After the detection of the face, the calculation of the histogram is done as follows. This one will be backpropagated to be able to detect on a given capture the different elements of the same color as the face, in this case, the hands. 

In [None]:
def hsv(face_frame):
  """
  Transforms the face frame into HSV and computes histogram
  @params:
        - face_frame: the frame representing the face
  @return:
        - mask: hsv with mask to deal with brightness and darkness pixels
        - histo: histogram computed from the hsv
  """
  #transforming the detected face frame into HSV
  hsv = cv2.cvtColor(face_frame, cv2.COLOR_BGR2HSV)
  #Creating a mask using inRange for the pixels to deal with brightness and darkness
  #allows us to take into consideration the pixels that are too dark and/or too bright
  #the parameters of the mask were found just by playing and testing many of values (the tests were held in one only place)
  mask = cv2.inRange(hsv,np.array((0,60,32)), np.array((180,200,200)))
  #computing histogram of face frame using hue channel ie [0]
  #here we used: 18 as bins for the histogram
  #and the range of the hue was set to [0,180]
  histo = cv2.calcHist([hsv],[0], mask, [18], [0,180])
  #normalizing histogram 0-255
  histo = cv2.normalize(histo, histo, 0, 255, cv2.NORM_MINMAX)
  return mask, hsv,histo

mask,hsv,histo = hsv(face_frame)
#Displaying histogram
plt.imshow(histo.reshape(1,-1))
plt.show()

#### 3. Datecting hand and saving images
In this step, the probability map containing the hand is stored each time. It was decided to set the threshold to 20. This means that for each letter 20 probability maps containing the chosen letter are stored.
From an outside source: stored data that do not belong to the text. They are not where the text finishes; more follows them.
PR #623, opened 2020-01-26
Ensure mods are set before loading locale and database paths

### LINKED ISSUE #620: Locale and db not being read from mod path
There appears to be an issue with the mod loader, which blocks the locale from being read from the correct mod directory. base.po and base.mo are always loaded exclusively from mods/tuxemon and never from mods/<my_mod>

This appears to be caused by the locale code running before mods are set: I used a debug print to confirm that by the time locale.py calls fetch in prepare.py, the mods list only contains "tuxemon" and no other entries... only later calls to prepare.fetch are able to see both. The locale code should be executed after CONFIG.mods has been set.

MirceaKitsune:
Fixes #620

Due to the fact that locale and database paths were read instantly at startup, they did not have time to catch the mods being added to the mod list. As a result some resources could only be read from mods/tuxemon and never mods/<my_game> making the mod loaded unusable.

This required a bit of refractoring to locale and databases, which now receive the signal to load their data from pygame_init after the base settings have been set. As a bonus, this PR cleans up the database code and also removes several cases of databases being pointlessly loaded more than once.

I tested this as thoroughly as I could and am not seeing any issues: This PR loads fine for both stock Tuxemon as well as my custom game directory. Further testing is encouraged still.

### DIFF
--- a/tuxemon/core/db.py
+++ b/tuxemon/core/db.py
@@ -61,18 +61,8 @@ class JSONDatabase(object):
 
     """
 
-    def __init__(self, dir=None):
-        self.database = {
-            "item": {},
-            "monster": {},
-            "npc": {},
-            "technique": {},
-            "encounter": {},
-            "inventory": {},
-            "environment": {},
-        }
-        if dir:
-            self.load(dir)
+    def __init__(self):
+        self.database = {}
 
     def load(self, directory="all"):
         """Loads all data from JSON files located under our data path.
@@ -84,6 +74,16 @@ class JSONDatabase(object):
         :returns: None
 
         """
+
+        self.database = {
+            "item": {},
+            "monster": {},
+            "npc": {},
+            "technique": {},
+            "encounter": {},
+            "inventory": {},
+            "environment": {},
+        }
 
         self.path = prepare.fetch("db")
         if directory == "all":
@@ -193,27 +193,5 @@ def set_defaults(results, table):
 
     return results
 
-# Database storage class
-class Databases(object):
-    def __init__(self):
-        self.item = JSONDatabase()
-        self.monster = JSONDatabase()
-        self.npc = JSONDatabase()
-        self.technique = JSONDatabase()
-        self.encounter = JSONDatabase()
-        self.inventory = JSONDatabase()
-        self.environment = JSONDatabase()
-        self.all = JSONDatabase()
-
-    def collect_databases(self):
-        self.item.load("item")
-        self.monster.load("monster")
-        self.npc.load("npc")
-        self.technique.load("technique")
-        self.encounter.load("encounter")
-        self.inventory.load("inventory")
-        self.environment.load("environment")
-        self.all.load("all")
-
-# Register default databases
-databases = Databases()
+# Global database container
+databases = JSONDatabase()
--- a/tuxemon/core/db.py
+++ b/tuxemon/core/db.py
@@ -62,7 +62,6 @@ class JSONDatabase(object):
     """
 
     def __init__(self, dir=None):
-        self.path = prepare.fetch("db")
         self.database = {
             "item": {},
             "monster": {},
@@ -86,6 +85,7 @@ class JSONDatabase(object):
 
         """
 
+        self.path = prepare.fetch("db")
         if directory == "all":
             self.load_json("item")
             self.load_json("monster")
@@ -192,3 +192,22 @@ def set_defaults(results, table):
                 )
 
     return results
+
+# Register default databases
+env_db = JSONDatabase()
+techniques_db = JSONDatabase()
+items_db = JSONDatabase()
+inventory_db = JSONDatabase()
+npc_db = JSONDatabase()
+monster_db = JSONDatabase()
+encounter_db = JSONDatabase()
+
+# Load default databases
+def collect_databases():
+    env_db.load("environment")
+    techniques_db.load("technique")
+    items_db.load("item")
+    inventory_db.load("inventory")
+    npc_db.load("npc")
+    monster_db.load("monster")
+    encounter_db.load("encounter")
--- a/tuxemon/core/db.py
+++ b/tuxemon/core/db.py
@@ -61,8 +61,19 @@ class JSONDatabase(object):
 
     """
 
-    def __init__(self):
-        self.database = {}
+    def __init__(self, dir=None):
+        self.path = None
+        self.database = {
+            "item": {},
+            "monster": {},
+            "npc": {},
+            "technique": {},
+            "encounter": {},
+            "inventory": {},
+            "environment": {},
+        }
+        if dir:
+            self.load(dir)
 
     def load(self, directory="all"):
         """Loads all data from JSON files located under our data path.
@@ -74,16 +85,6 @@ class JSONDatabase(object):
         :returns: None
 
         """
-
-        self.database = {
-            "item": {},
-            "monster": {},
-            "npc": {},
-            "technique": {},
-            "encounter": {},
-            "inventory": {},
-            "environment": {},
-        }
 
         self.path = prepare.fetch("db")
         if directory == "all":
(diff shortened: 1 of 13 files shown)


MirceaKitsune:
I was wondering if we could put this one on a fast track please. Unlike my other PR's which add new features or fix minor issues, this is a major bug fix. I'm working on my own game at the moment using the new mod system, and am presently only able to run it by using this branch.

I understand @bitcraft is busy and don't wish to rush him more than I have in the past. I was wondering if other developers are still available, and any one of you could review and merge this. @ShadowApex @pastaq @superman2k5 can you take a look at this and approve it please?

In terms of functionality I don't doubt it works: I've been using it for more than a day to constantly test changes to my mod all over the place. I never got any crashes, and missing file cases would almost always cause a crash at startup too. Only thing is that all subdirectories need to be present in your mod's db subdirectory (even if they're empty), also some hardcoded status techniques must be copied over... this is the case with the default mod too, mixing them is a feature for later.

kerizane:
Looks fine, will do a quick test this evening.

kerizane:
Error in cotton_town:

Python2
  File "/home/k/Tuxemon/tuxemon/core/event/actions/create_npc.py", line 76, in start
    sprite = databases.npc[slug].get('sprite_name')
TypeError: 'JSONDatabase' object has no attribute '__getitem__'

Python3
  File "/home/k/Tuxemon/tuxemon/core/event/actions/create_npc.py", line 76, in start
    sprite = databases.npc[slug].get('sprite_name')
TypeError: 'JSONDatabase' object is not subscriptable

tuxemon/core/event/actions/create_npc.py
```diff
@@ -72,7 +73,7 @@ def start(self):
                 slug
             )
         else:
-            sprite = db.JSONDatabase('npc').database['npc'][slug].get('sprite_name')
```
kerizane: sprite = databases.npc.database['npc'][slug].get('sprite_name')

kerizane:
`sprite = databases.npc.database['npc'][slug].get('sprite_name')`

This is pretty verbose, we should simplify it. 
Can be done in another ticket though

kerizane:
Other than the create_npc crash, I'm happy.

I don't have merge rights though.

tuxemon/core/event/actions/create_npc.py
MirceaKitsune: Really strange that I wasn't seeing it; I've been able to enter the maple house and talk to the professor's wife just fine. I tested your change and it works great so I committed it: Please double-check that this made the issue go away.

MirceaKitsune:
Yeah, we should keep that simplification in mind for later. The rest of the database structure is the same, I only created a class to set and store all databases in one place; This was needed so pygame init could set them after mods are configured rather than each script (monster.py, techniques.py, etc) doing it instantly themselves... it's also cleaner and avoids some duplicate db reads.

tuxemon/core/event/actions/create_npc.py
kerizane: Different code path, only affects some npcs

tuxemon/core/event/actions/create_npc.py
```diff
@@ -72,7 +73,7 @@ def start(self):
...
+            sprite = databases.npc.database['npc'][slug].get('sprite_name')
```
bitcraft: this new format is extremely obtuse.  please find a way to make it more simple:
```python
db.npc['npc'][slug].get('sprite_name')
```
would be much better.

bitcraft:
Overall, I'm not happy with this change.  I didn't expect a huge refactor of a core system without discussion first.  Please see my comment.  My primary objection is that the db system now requires remembering 3 names to access items.  Deeply nested structures like this should be avoided.  Please continue refactoring and make sure everything is tested.  You should be able to play until cotton town, have a monster, some items, and not crash.

MirceaKitsune:
Latest commit removes the unnecessary level of indentation, using a single global database instead of an object spawning a new db instance for each field. I really should have seen this earlier.

tuxemon/core/event/actions/create_npc.py
MirceaKitsune: Latest commit should fix this. It is now just `databases.database['npc']`, a single instance of JSONDatabase() is used as was most likely intended.

tuxemon/core/db.py
```diff
@@ -86,11 +75,22 @@ def load(self, directory="all"):
 
         """
 
+        self.database = {
```
bitcraft: why is this moved?

tuxemon/core/db.py
```diff
@@ -86,11 +75,22 @@ def load(self, directory="all"):
...
+            "item": {},
+            "monster": {},
+            "npc": {},
+            "technique": {},
+            "encounter": {},
+            "inventory": {},
+            "environment": {},
+        }
+
+        self.path = prepare.fetch("db")
```
bitcraft: instance attributes shouldnt be delcared outside of init.  python lets you do that, but its not a good practice.  please move "databases" back to init, and you can set path to None there.  leaving instance variables in init helps developers learn about the class and what it does.

tuxemon/core/db.py
```diff
@@ -86,11 +75,22 @@ def load(self, directory="all"):
...
         if directory == "all":
             self.load_json("item")
             self.load_json("monster")
-            self.load_json("technique")
             self.load_json("npc")
+            self.load_json("technique")
```
bitcraft: why is this moved?

tuxemon/core/db.py
```diff
@@ -192,3 +192,6 @@ def set_defaults(results, table):
                 )
 
     return results
+
+# Global database container
+databases = JSONDatabase()
```
bitcraft: `databases` is misleading.  this is a single object.  please change to `database`, or simply `db`

tuxemon/core/db.py
MirceaKitsune: I noticed it wasn't in the same order as the database properties declared in init. "technique" comes after "npc" there, but below it was above it... I figured this would be more clean just in case.

tuxemon/core/db.py
MirceaKitsune: I think I misunderstood one of our conversations on Discord. Placed it back in the last commit.

tuxemon/core/db.py
MirceaKitsune: Fair enough, I shouldn't have missed that. I put it back in init as None... the load() function must set it for the mod issue to be solved, so only its configuration is done there now.

tuxemon/core/db.py
MirceaKitsune: Renamed to db.

MirceaKitsune:
Last commit tested briefly, no crashes or errors or missing content; I tried changing maps and battling and / or reading signs, for both vanilla tuxemon and my mod... both seem to be working perfectly now.

tuxemon/core/monster.py
```diff
@@ -266,7 +262,7 @@ def load_from_db(self, slug):
         """
 
         # Look up the monster by name and set the attributes in this instance
-        results = monsters.lookup(slug)
+        results = db.lookup(slug)
```
kerizane: results = db.lookup(slug, table="monster")

tuxemon/core/monster.py
```diff
@@ -477,7 +473,7 @@ def set_flairs(self):
         if len(self.flairs) > 0 or self.slug == "":
             return
 
-        results = monsters.lookup(self.slug)
+        results = db.lookup(self.slug)
```
kerizane: results = db.lookup(slug, table="monster")

tuxemon/core/monster.py
MirceaKitsune: Ouch... thanks for catching that.

tuxemon/core/monster.py
MirceaKitsune: Fixed.

bitcraft:
Ok this looks like a good start.  there are still minor issues with it but they can be fixed in later PRs.  thanks again!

The size of the dataset will be increased in the next step. 
For each letter, we store the "hand" in dataset 1 with sizes 16 and 224. Respecting the name of the image as it is: letter_index_size. 
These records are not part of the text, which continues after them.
PR #625, opened 2020-01-26
Fix transition_teleport being triggered twice when teleporting to the same map

### LINKED ISSUE #621: transition_teleport triggers two times when teleporting to the same map
There's a strange issue with the `transition_teleport` event which feels like it should be a bug. Whenever this event teleports you to a location on the same map, it will execute twice and teleport you two times. This doesn't happen when the map you're being teleported to is a different one.

This should be possible to replicate using the following steps: Create or edit any map, for instance map1.tmx. On it add an event, at lets say position `37,48`. Give it the following properties:

```
act1: transition_teleport map1.tmx,37,49,0.25
cond1: is player_at
```
Now open that map and walk to tile 37,48. You should be teleported one tile down to tile 37,49. This does happen but it occurs two times: First the screen fades to black and back as you move to the new location, but right after you've moved there the screen will fade to black once more and put you at that position a second time. This second occurrence must not happen, as the event is filtered by the player_at conditional which should prevent a following execution after you've teleported.

I take it the code is queuing the teleport event twice while player_at is still seen as true. I'm assuming the solution is to immediately block the execution of any further events during a teleport transition phase, and only re-enable triggering of new events once the teleport has completed.

MirceaKitsune:
Fixes #621

When transition_teleport takes you to the same map the event was run on, it will trigger two times instead of just once as it does otherwise. I fixed this by ensuring the event doesn't execute again if a transition is still registered as running.

I don't know if this is considered the cleanest solution. I tried everything I could think of from transition_teleport.py but nothing else worked. This solves the issue without breaking anything else.

### DIFF
--- a/tuxemon/core/event/actions/transition_teleport.py
+++ b/tuxemon/core/event/actions/transition_teleport.py
@@ -57,15 +57,19 @@ class TransitionTeleportAction(EventAction):
     ]
 
     def start(self):
-        # Start the screen transition
-        params = [self.parameters.transition_time]
-        self.transition = self.game.event_engine.get_action("screen_transition", params)
-        self.transition.start()
+        # Start the screen transition if one isn't already underway
+        world = self.game.get_state_name("WorldState")
+        if not world.in_transition:
+            params = [self.parameters.transition_time]
+            self.transition = self.game.event_engine.get_action("screen_transition", params)
+            self.transition.start()
 
     def update(self):
-        if not self.transition.done:
+        if not hasattr(self, 'transition'):
+            self.stop()
+        elif not self.transition.done:
             self.transition.update()
-        if self.transition.done:
+        else:
             self.transition.cleanup()
             # set the delayed teleport
             self.game.event_engine.execute_action("delayed_teleport", self.raw_parameters[:-1])


bitcraft:
I'd like of like to not commit any new code that checks for and interacts directly with the WorldState.  Is it possible to refactor using actions only?  My concern is that I am actively working to enable some multiple features, and interacting with the WorldState directly is problematic because it assumes a single player game.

* For dataset 1: 20 captures were made with variations of the hand (front, profile, upside down, translate,..). 

* For dataset 2: no capture was required, as it is the same as dataset 1 with different sizes for the classes.

* For dataset 3: the captures of the letters a, e, and y were used. And for the letter k, 20 captures were taken without variation, see some of the images were identical. 

In [None]:
VideoCapture()
eval_js('create()')
#this following line describes a criteria to stop camshift algorithm
#so this algorithm stops when 10 iterations have been carried out or when the computed value is not changing in all the direction by a factor of 1pt 
term_crit = ( cv2.TERM_CRITERIA_EPS | cv2.TERM_CRITERIA_COUNT, 10, 1 )
tracking_window_hand = (0,0,im.shape[1],im.shape[0]) #to keep track of the hand
c = 0 #couter to stop the algo
c_A, c_E, c_K, c_Y = 0,0,0,0
letter = input("Letter?")
while True:
  time.sleep(2)
  byte = eval_js('capture()') # capture
  im = byte2image(byte) #converting capture 
  # Converting the image to HSV
  hsv = cv2.cvtColor(im, cv2.COLOR_BGR2HSV)
  # Computing mask (inRange) as done in the previous cell
  mask = cv2.inRange(hsv,np.array((0,60,32)), np.array((180,200,200)))
  # Back projecting the face frame histogram into the hsv image
  #basically, we have the histogram of colors of the face and we will backproject it in our current image 
  #to detect the part of the image that fit the histogram (have same color as the face)
  prob = cv2.calcBackProject([hsv],[0], histo, [0,180],scale= 1)
  
  # Apply the mask to the backprojection output
  # Helps us to deal with dark or/and bright pixels
  prob = prob & mask

  #Tracking face 
  # Applying cam shift
  (x,y,w,h) = tracking_window_face
  ret,tracking_window_face = cv2.CamShift(prob,tracking_window_face, term_crit)
  # Retrieve the rotated bounding rectangle
  pts = cv2.boxPoints(ret).astype(np.int)
  # fill the face area (prob) with zeros
  cv2.fillPoly(prob, [pts], 0)
  # Draw the face area
  cv2.polylines(im, [pts], True, (255, 255 , 0), 2)
 
  #Tracking hand
  ret2, tracking_window_hand = cv2.CamShift(prob, tracking_window_hand, term_crit)
  
  pts2 = cv2.boxPoints(ret2).astype(np.int)
  hand = hand_position(pts2)

  #drawing the rectangle around hand 
  cv2.rectangle(im, hand[0], hand[1], (0,0,255), 2)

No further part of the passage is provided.